Position Trainer Der Postion-Trainer wird häufig bei Kindern mit beginnendem Zahnwechsel (Alter 6-10 Jahre) eingesetzt. Er soll die Wangen, Lippen und Zunge davon abhalten, sich zwischen die Zahnreihen zu legen. So können die Zähne in ihre korrekte Position hineinwachsen und die Lage von Oberkiefer und Unterkiefer korrekt einstellen. Dadurch kann auch die Zungenlage korrigiert werden, wodurch sich der Position Trainer als geeignetes Hilfsmittel zur Vorbeugung und Behandlung von MFS anbietet.

TENS (Transkutane Elektrische NervenStimulation) Dieses Verfahren wird insbesondere in der Schmerzbehandlung aber auch zur Muskelstimulation eingesetzt. Dabei werden über Elektroden elektronische Strömungen verabreicht. Die Stimulation und Entspannung der Muskeln kann förderlich für die MFT wirken.

NOVAFON Bei dem NOVAFON handelt es sich um ein Schallwellengerät, welches durch tiefgehende mechanische Vibrationen die Muskelaktivität erhöhen und die Informationsweiterleitung an das Gehirn anzuregen soll. Es wird daher häufig in der MFT eingesetzt.

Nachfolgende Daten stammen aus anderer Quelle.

PR #588, opened 2015-02-10
Fix pep8 errors

paulkeene:
This fixes the E731 errors that are showing up in the Travis CI pep8 builds. All unit tests pass locally with python2 and python3.


andymccurdy:
Great, thanks. For some reason I couldn't get the errors to show up locally, even with using the latest pep8 (1.6.1).

PR #614, opened 2015-05-04
Connection.encode complains when value is an object having unicode characters in its printable representation

duxiaoyao:


andymccurdy:
Thanks!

Faceformer Bei dem Faceformer handelt es sich um ein medizinisch zugelassenes Trainingsgerät, welches in den 1980er Jahren von dem Ehepaar Berndsen entwickelt wurde (vgl. Berndsen & Berndsen 2016b). Im Gegensatz zu vielen anderen eingesetzten Hilfsmitteln bewirkt der FaceFormer nicht nur im unmittelbaren Zeitpunkt der Anwendung seine Wirkung, sondern soll darüber hinaus durch den wiederholten, langfristigen Einsatz zu einem anhaltenden Therapieerfolg beitragen (vgl. Berndsen & Berndsen 2016c). So können durch das Myofunktionelle Training mit dem FaceFormer die orofazialen Muskeln harmonisiert und dabei Muskelketten aktiviert werden, die für eine bessere Körperhaltung im Bereich der oberen Halswirbelsäule bis hin zur Lenden-Becken-Hüft-Region verantwortlich sind (vgl. Ohlendorf & Herget 2010a). Darüber hinaus kam eine an der Universität in Frankfurt durchgeführte Pilotstudie aus dem Jahr 2009 zu dem Ergebnis, dass mit der FaceFormer-Therapie innerhalb von sechs Monaten eindeutige Verbesserungen der Körperhaltung und eine Korrektur der Beckenlage erzielt werden konnten (vgl. Ohlendorf & Herget 2010b). Der FaceFormer kann daher als hilfreiches, aber nicht zwingend notwendiges Hilfsmittel bei der Behandlung einer MFS eingesetzt werden.

Weblinks

Berndsen, K. & Berndsen, S. (2016b). FaceFormer. Im Internet publiziertes Dokument: http://www.faceformer.de/home/about/ [24.08.2016].

Berndsen, K. & Berndsen, S. (2016c). FaceFormer. Im Internet publiziertes Dokument: http://www.faceformer.de/faceformer/ [24.08.2016].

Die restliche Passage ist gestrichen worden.